Registered: 12/25/99
Posts: 2472
Loc: Poughkeepsie, NY
No one can judge what another person should or should not be doing, especially not on the basis of an internet account. But "onsighting" all the 5.7's (does that include hanging on pro as on the "onsight" of Ant's Line?) and then doing a one-move 5.8- doesn't, on the surface, suggest that a 5.9 campaign is next in order.

I'd suggest a more appropriate goal for this season is to be solid at 5.8. That would mean onsighting (using the real definition of the term) classics like Birdland (to the top), Farewell to Arms, Yellow Belly, Alphonse, and Broken Sling in the Near Trapps and Absurdland, Annie Oh, Three Doves, Double Crack, Pas de Deux, Son of Easy O, Boldville, and Mr.

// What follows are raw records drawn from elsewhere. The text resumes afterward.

PR #46, opened 2018-11-30
CodeReview of 18 from 4

Fisher4537:
Implemented Barcode Scanner with [MLKit](https://firebase.google.com/docs/ml-kit/android/read-barcodes) library.
Hello Porro, this is a copy of the pull request that you can find [here](https://github.com/PrandiniUniPD/OCRCamera/pull/34). For the code review it is y not necessary that you review all the changes: it would be too much. You can ignore all the .xml file changes and review ONLY the .java files. Let me know if you have better proposal.


app/src/main/java/unipd/se18/ocrcamera/ResultActivity.java
```diff
@@ -33,6 +44,8 @@
      */
     private TextView mOCRTextView;
 
+    private TextView mBarcodeView;
```
thomasporro: Maybe here you can write what's mBarcodeView is like it's done in line 43 for mOCRTextView, and in line 50 for last photo.

app/src/main/java/unipd/se18/ocrcamera/ResultActivity.java
```diff
@@ -56,16 +73,18 @@ public void onClick(View view) {
             }
         });
 
-
         //Get image path and text of the last image from preferences
         SharedPreferences prefs = getSharedPreferences("prefs", MODE_PRIVATE);
         String pathImage = prefs.getString("imagePath", null);
         String OCRText = prefs.getString("text", null);
+        String barcodeText = prefs.getString("barcodeText",null);
```
thomasporro, line 83: Maybe you can modify line 76 to add the extracting the last barcode read in the comment

app/src/main/java/unipd/se18/ocrcamera/ResultActivity.java
```diff
@@ -180,5 +213,79 @@ protected void onPreExecute() {
...
+
+        @Override
+        protected void onPreExecute() {
+            progressDialog = ProgressDialog.show(ResultActivity.this, progressMessage, "Barcode detection...");
+        }
+
+        @Override
+        protected String doInBackground(Bitmap... bitmaps){
+            String rawBarcode = "";
+            //BarcodeExtractor barcodeExtractor = ;
```
thomasporro: It's just my opinion, but here maybe you can specify why the method is commented. So it's easier to understand if you want to modify the code in future or just you deleted the line

app/src/main/java/unipd/se18/ocrcamera/ResultActivity.java
```diff
@@ -180,5 +213,79 @@ protected void onPreExecute() {
...
+     * @author Luca Perali (g4) (inspired to AsyncLoad class)
+     */
+    private class BarcodeReader extends AsyncTask<Bitmap, Void, String>{
+
+        protected ProgressDialog progressDialog; //TODO: progressDialog is deprecated, replace with ProgressBar
+        protected TextView barcodeTextView; //
+        protected String progressMessage;
+
+        /**
+         * Costructor initialize:
```
thomasporro: Maybe you can specify which variables the constructor initialize.

app/src/main/java/unipd/se18/ocrcamera/ResultActivity.java
```diff
@@ -180,5 +213,79 @@ protected void onPreExecute() {
...
+    /**
+     * Read the barcode in background and post the results on barcodeView.
+     * Documentation of AsyncTask at https://developer.android.com/reference/android/os/AsyncTask
+     *
+     * @author Luca Perali (g4) (inspired to AsyncLoad class)
+     */
+    private class BarcodeReader extends AsyncTask<Bitmap, Void, String>{
+
+        protected ProgressDialog progressDialog; //TODO: progressDialog is deprecated, replace with ProgressBar
+        protected TextView barcodeTextView; //
```
thomasporro: You probably forgot to delete the "//"

app/src/main/java/unipd/se18/ocrcamera/ResultActivity.java
```diff
@@ -180,5 +213,79 @@ protected void onPreExecute() {
...
+
+        @Override
+        protected String doInBackground(Bitmap... bitmaps){
+            String rawBarcode = "";
+            //BarcodeExtractor barcodeExtractor = ;
+
+            if(lastPhoto != null) {
+                rawBarcode = new BarcodeExtractor().getTextFromImg(lastPhoto); //see BarcodeExtractor class
+
+                if(rawBarcode.equals("")) //No barcode found case
```
thomasporro: In my opinion the brace should be put in the same line of the "if". Here a my suggestion
```suggestion
                //No barcode found case
                if(rawBarcode.equals("")){
```

app/src/main/java/unipd/se18/ocrcamera/ResultActivity.java
```diff
@@ -180,5 +213,79 @@ protected void onPreExecute() {
...
+                {
+                    final String finalTextRecognized = getString(R.string.barcode_not_found);
+                    runOnUiThread(new Runnable() { //asynchronous thread to optimize performance
+                        @Override
+                        public void run() {
+                            barcodeTextView.setText(finalTextRecognized);
+                        }
+                    });
+                }
```
thomasporro: The same of the above comment. I leave down below a suggestion:
```suggestion
                } else {    // found at least one barcode case
```

app/src/main/java/unipd/se18/ocrcamera/TextExtractor.java
```diff
@@ -25,7 +25,9 @@
     /**
      * Constructor
      */
-    TextExtractor() {    }
+    TextExtractor() {
```
thomasporro, line 28: It's just a my preference, but i prefer the constructor and the braces in the same line

app/src/main/java/unipd/se18/ocrcamera/TextExtractor.java
```diff
@@ -54,23 +56,24 @@ private String extractText(Bitmap img)
...
+                                + firebaseVisionText.getText() + "\n----- END OF THE RECOGNIZED TEXT -----");
 
-                //analogous to signal
-                latch.countDown();
-            }
-        });
+                        //analogous to signal
+                        latch.countDown();
+                    }
+                });
```
thomasporro, line 76: The same question I've asked in BarcodeExtractor.java

app/src/main/java/unipd/se18/ocrcamera/BarcodeExtractor.java
```diff
@@ -0,0 +1,119 @@
...
+import com.google.firebase.ml.vision.barcode.FirebaseVisionBarcode;
+import com.google.firebase.ml.vision.barcode.FirebaseVisionBarcodeDetector;
+import com.google.firebase.ml.vision.common.FirebaseVisionImage;
+
+import java.util.List;
+import java.util.concurrent.CountDownLatch;
+
+/**
+ * Class which try to extract the content of a barcode in an image
+ * @author Luca Perali (inspired to Pietro Prandini's TextExtractor)
```
thomasporro, line 16: Nice referral

app/src/main/java/unipd/se18/ocrcamera/BarcodeExtractor.java
```diff
@@ -0,0 +1,119 @@
...
+        //Nothing to initialize yet
+    }
+
+    /**
+     * This method try to extract barcode information from an image if can,
+     * otherwise return an empty string.
+     * (The method has the same name of OCRInterface methods for eventual future implementation of a common
+     * interface)
+     *
+     * @param img Bitmap image with or without barcode in it
```
thomasporro, line 38: Maybe you can modify the specs, because "image with or without barcode in it", is just the image we want to analize. The fact that if there is a barcode is already reported in @return

app/src/main/java/unipd/se18/ocrcamera/BarcodeExtractor.java
```diff
@@ -0,0 +1,119 @@
...
+     * @return string with barcode info if barcode is found, empty if no barcode is found
+     * @author Luca Perali
+     */
+    public String getTextFromImg(Bitmap img){
+
+        Log.d(TAG, "extractTextFromImage");
+        long initialTime = java.lang.System.currentTimeMillis();
+
+        // Firebase implementation tutorial at https://firebase.google.com/docs/ml-kit/android/read-barcodes
```
thomasporro, line 47: The links to the documentations are very nice

app/src/main/java/unipd/se18/ocrcamera/BarcodeExtractor.java
```diff
@@ -0,0 +1,119 @@
...
+                        Log.v(TAG, "extractText -> onSuccess ->\n" +
+                                "-----      RECOGNIZED BARCODE       -----\n"
+                                + getInfoFromBarcode(barcodes) + "\n" +
+                                "----- END OF THE RECOGNIZED TEXT -----");
+
+                        //analogous to signal
+                        latch.countDown();
+                    }
+                });
+        /*         .addOnFailureListener(new OnFailureListener() {
```
thomasporro: It's just my opinion, but here maybe you can specify why the method is commented. So it's easier to understand if you want to modify the code in future or just you deleted the line

app/src/main/java/unipd/se18/ocrcamera/BarcodeExtractor.java
```diff
@@ -0,0 +1,119 @@
...
+                    public void onSuccess(List<FirebaseVisionBarcode> barcodes) {
+                        Log.v(TAG, "extractText -> onSuccess ->\n" +
+                                "-----      RECOGNIZED BARCODE       -----\n"
+                                + getInfoFromBarcode(barcodes) + "\n" +
+                                "----- END OF THE RECOGNIZED TEXT -----");
+
+                        //analogous to signal
+                        latch.countDown();
+                    }
+                });
```
thomasporro, line 70: This is a question: the brace reffered to .addOnSuccessListener or Task<List<FirebaseVisionBarcode>>?

app/src/main/java/unipd/se18/ocrcamera/BarcodeExtractor.java
```diff
@@ -0,0 +1,119 @@
...
+                        @Override
+                        public void onFailure(@NonNull Exception e) {
+                            // Task failed with an exception
+                            // ...
+                        }
+                    });*/
+
+        // if barcode is not detected yet
+        if(!task.isSuccessful()) {
+            try
```
thomasporro: You should use the syntax you've already used in other parts of the code. Like this:

```suggestion
           try{ 
                //the things you want to do
           } else {
                //other things
           }
```

thomasporro: And the same is for the catch statement

app/src/main/java/unipd/se18/ocrcamera/BarcodeExtractor.java
```diff
@@ -0,0 +1,119 @@
...
+
+    /**
+     * Get a string from the Firebase barcodes list object.
+     *
+     * @param barcodes rapresents the list of barcode detected by Firebase library
+     * @return the string conversion of the input param, empty string if no barcode is detected
+     * @author Luca Perali
+     */
+    private static String getInfoFromBarcode(List<FirebaseVisionBarcode> barcodes) {
+        //StringBuilder result = new StringBuilder();
```
thomasporro: It's just my opinion, but here maybe you can specify why these methods are commented. So it's easier to understand if you want to modify the code in future, you used for debugging or just you deleted the lines

thomasporro (commented):
Sorry if I took so long to do the review but in these days I was very busy.
Btw the code is ok, I've commented some parts where the syntax is different from the code in general, and some parts that contains methods-comments.
But in general the code is very good.

app/src/main/java/unipd/se18/ocrcamera/ResultActivity.java
Fisher4537: What do you think about "barcodeTextView"? It seems better to me!

thomasporro: I was thinking to simply add a comment above your variable to make it more readable

app/src/main/java/unipd/se18/ocrcamera/ResultActivity.java
Fisher4537: Thanks, I've delated the comment! It has been my forgetfulness

app/src/main/java/unipd/se18/ocrcamera/ResultActivity.java
Fisher4537: Which comment are you talking about? Do you mean that barcodeText should be the string of the last barcode readed?

app/src/main/java/unipd/se18/ocrcamera/BarcodeExtractor.java
Fisher4537: Thanks! I think that it's very usefull to have a pointer on the same documentation!

app/src/main/java/unipd/se18/ocrcamera/BarcodeExtractor.java
Fisher4537: You are right! I'm Fixing it! Thanks

app/src/main/java/unipd/se18/ocrcamera/ResultActivity.java
thomasporro: The comment in line 76. Just like this:
`\\Get the image path, text and barcode of the last image from preferences `

app/src/main/java/unipd/se18/ocrcamera/BarcodeExtractor.java
Fisher4537: image
Well, as you see in the image the yellow braces contain the explicit parameters of addOnSuccessListener method

thomasporro: 👍🏼

app/src/main/java/unipd/se18/ocrcamera/BarcodeExtractor.java
Fisher4537: Bad abit! Thanks for the correction. Added for the next commit!

app/src/main/java/unipd/se18/ocrcamera/BarcodeExtractor.java
Fisher4537: I agree! I forgot also this one commented line! Thanks

app/src/main/java/unipd/se18/ocrcamera/ResultActivity.java
Fisher4537: Oh nice! Now I can see what you mean!

Fisher4537:
Thank to you, I've fixed the document style bug and deleted useless comments. I'm going to commit the last comment modification and then if you agree we could close the pull request!

app/src/main/java/unipd/se18/ocrcamera/BarcodeExtractor.java
```diff
@@ -0,0 +1,118 @@
+package unipd.se18.ocrcamera;
+
+
```
thomasporro: They reported in my review that according to our style document:

>Imports are ordered as follows:
>All static imports in a single block.
>All non-static imports in a single block.
>If there are both static and non-static imports, a single blank line separates the two blocks. There are no other blank lines between import statements.

app/src/main/java/unipd/se18/ocrcamera/ResultActivity.java
```diff
@@ -33,6 +44,8 @@
      */
     private TextView mOCRTextView;
```
thomasporro, line 46: I was thinking to add an "explanation" like this:
```suggestion
     /**
      * The TextView of the extracted barcode from the captured photo.
      */
```

app/src/main/java/unipd/se18/ocrcamera/ResultActivity.java
thomasporro: The comment is still there

app/src/main/java/unipd/se18/ocrcamera/BarcodeExtractor.java
thomasporro: I would prefer if the commented methods had an explanation, for example if you made them for debugging

thomasporro (commented):
The code seems better, there are only a few things to change and in my opinion it's ok

app/src/main/java/unipd/se18/ocrcamera/ResultActivity.java
Fisher4537: Sure! Thanks!

app/src/main/java/unipd/se18/ocrcamera/ResultActivity.java
Fisher4537: I've changed the name in "barcodeTextView" and added a comment, to the variable to make it clearer!

app/src/main/java/unipd/se18/ocrcamera/ResultActivity.java
Fisher4537: Thanks for the suggestion! I'm fixing it!

app/src/main/java/unipd/se18/ocrcamera/BarcodeExtractor.java
thomasporro: This comment  ( `//StringBuilder result = new StringBuilder();` ) and the following in my opinion still a problem in the code until you don't explain their function or you delete them

thomasporro (commented):
The changes you made were fine! There is only a few commented methods to fix

app/src/main/java/unipd/se18/ocrcamera/BarcodeExtractor.java
Fisher4537: Pushing the remotion of the comments!

Fisher4537:
Thanks for the review Thomas, I appreciated your tenacity! Closing the pull request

P's Wurst in the Trapps. (This is not a starter set, it is some of the routes you would want to feel solid on before taking on the 5.9's.)

As for Poko Moonshine, at 5.8 you have a very solid weekend of excellent climbing in Discord, FM (5.7 but you won't be bored) Gamesmanship of course, Paralysis and Sunburst Arete. (But check the DEC site for peregrine falcon closures before heading up there---a significant portion of the cliff is usually closed through most of July).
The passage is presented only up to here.